That does overstate things because there were many people who were involved in economic affairs who were themselves very skeptical about the policies and very dubious about what we were doing, but I think in general, you could say that not just in the embassy, but in the State Department, in CIA, in other parts of the government that dealt with Russia, there was a division between those people whose focus was on a particular economic ideology and those people whose focus was on a social, political, economic entity called "Russia." And I think the two really were incapable of coming to a meeting of minds because their general approach was so different.

And one of your former colleagues in the embassy has said that basically open warfare broke out between the political divisions and the economic division.

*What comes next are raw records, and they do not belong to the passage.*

PR #2927, opened 2026-02-16
Fix build workflow to fix QIT API Test fatal

allie500:
## Description

Fixes the Build workflow artifact so the produced zip has the structure QIT expects.

Previously, the workflow used an unzip/re-zip approach that accidentally produced a **nested duplicate** (plugin contents at root plus a second copy inside a `woocommerce-services/` folder). This erroneous Zip archive would pass QIT API test for months until very recently an unidentified upstream change resulted in both copies of the plugin being activated in the QIT API test. This caused the following fatal error:

```
PHP Fatal error: Cannot redeclare class Automattic\Jetpack\Autoloader\jp7109386222804879fea6838ada605690\al5_0_9\Autoloader (previously declared in wp-content/plugins/woocommerce-services/vendor/jetpack-autoloader/class-autoloader.php:15) in wp-content/plugins/vendor/jetpack-autoloader/class-autoloader.php on line 15
```

This PR updates the Build workflow to re-zip the artifact after `npm run build`: the flat zip is extracted into a directory named from `plugin_name`, then only that directory is zipped. The uploaded artifact therefore has one copy of the plugin in the Zip archive to avoid the class redeclaration fatal error.

### Related issue(s)

Fixes WOOSHIP-2009

1. Visit the [Manual Test Runner](https://github.com/Automattic/woocommerce-services/actions/workflows/manual_qit.yml).
2. Click the run workflow drop down.
   - Choose this PR branch as the branch for the workflow: `fix/WOOSHIP-2009-qit-fatal-error`
   - Leave WordPress version on 'latest'
   - Set WooCommerce version to 'nightly'
   - Leave PHP version set to 8.4
   - Set extension tests to none, we don't need to run those for this fix test.
   - Leave QIT tests set to the WooCommerce Pre-Release Tests (this includes the API Test)
   - Leave the QIT additional options field blank
   - Click run workflow
3. Once the build process has completed, click the the 'Upload plugin zip' step and download the plugin zip artifact.
4. Unzip it: the root of the archive should be a single directory named `woocommerce-services` with all plugin release related files inside it. Only a single copy.
5. Once the QIT tests finish running, click the 'Echo API results' step, and click the link to view the report. It should be a success with no fatal error logged.
6. All QIT tests should pass.

Note: E2E tests are currently failing due to a known issue with the docker-compose client being too far out of date. This issue has been added to Linear.

### Checklist

- [x] unit tests

### DIFF
--- a/.agents/skills/create-pr/SKILL.md
+++ b/.agents/skills/create-pr/SKILL.md
@@ -1,0 +1,403 @@
+---
+name: create-pr
+description: Generate PR description using repository's PR template and current branch changes, copy to clipboard
+---
+
+# Create PR
+
+Generate GitHub pull request descriptions using the PR template at `.github/PULL_REQUEST_TEMPLATE.md` and referencing changes in the current branch. Outputs markdown and copies to clipboard.
+
+## When to Use
+
+Activate this skill when the user:
+- Uses `/create-pr` command with or without a repo name
+- Says "create a PR description", "generate PR body", "make a pull request"
+- Wants a PR description for their current branch
+
+## Important
+
+**This skill does NOT:**
+- ❌ Commit changes
+- ❌ Push to remote
+- ❌ Create the actual PR on GitHub
+
+**This skill ONLY:**
+- ✅ Generates PR title and description
+- ✅ Outputs as markdown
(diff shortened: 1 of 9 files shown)


samnajian (approved):
LGTM, thanks.
The failing e2e tests is delegated to WOOTAX-263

I think that's not an overstatement. There were personality aspects associated with that. I was part of that, which I certainly recognize, but beyond the personality, I think, was this broader analytical issue. Are these policies right for Russia? Is Russia the right country for these policies? And many of the people who were committed to the programs and the policies were also institutionally responsible for evaluating their success, and not too surprisingly, as in any government, when people are responsible for evaluating the success or failures of their own programs, the evaluations always pronounced the programs as successful. Whereas, other people who had analytical reporting responsibilities that were not attached to the programs frequently were much more negative, much more skeptical about what we were doing, and not just about the success or failure of the economic programs and policies, but what would be the long-term impact on broader American national interests from carrying out policies which Russia simply could not adapt to its own circumstances.

You were involved in writing one particular report, but this report was not allowed to be sent from the embassy. Tell me about that.

There had actually been a great deal of reporting and analysis out of the embassy that was, shall we say, internally contradictory in which different parts of the embassy were reporting the different, different things.

One thing that the Moscow embassy has is a long-term practice of allowing individual officers to send in statements of individual viewpoint that are not fully cleared, that don't represent the views of the ambassador of the mission, but are the views of the individual. And that was a fairly hallowed tradition at the Moscow embassy, and it exists in very few American embassies that I'm aware of.

And that had been practiced under both Ambassadors Straus and Pickering, and a number of people made use of that. I was one of them. I was allowed to send in a number of messages expressing my own views, my own skepticism about much of what U.S. policy was trying to achieve in Russia, and those were clearly labeled as my individual views.

In early 1994, I wrote another such message. There was a great deal of debate within the embassy about it. It was not well received in the economic section.

The ambassador, however, was prepared to send the message in as an expression of individual views, but met very strong objections to that, particularly from the Treasury representative and the economic section. And ultimately, the message went in by--under a separate channel in the State Department that is known as dissent channel which is a formal mechanism that exists to allow people to express dissenting views, but also guarantees that those views will not be very widely disseminated in the government because most embassy reporting goes not just to the State Department, but it goes to the White House, CIA, Defense Department, Treasury Department, Commerce Department, all over the place. Dissent channel messages are very, very carefully kept within the State Department and very, very limited in their distribution in the State Department.

So, in a sense, dissent channel allows you to say anything you want to say, but make sure that not very many people hear it.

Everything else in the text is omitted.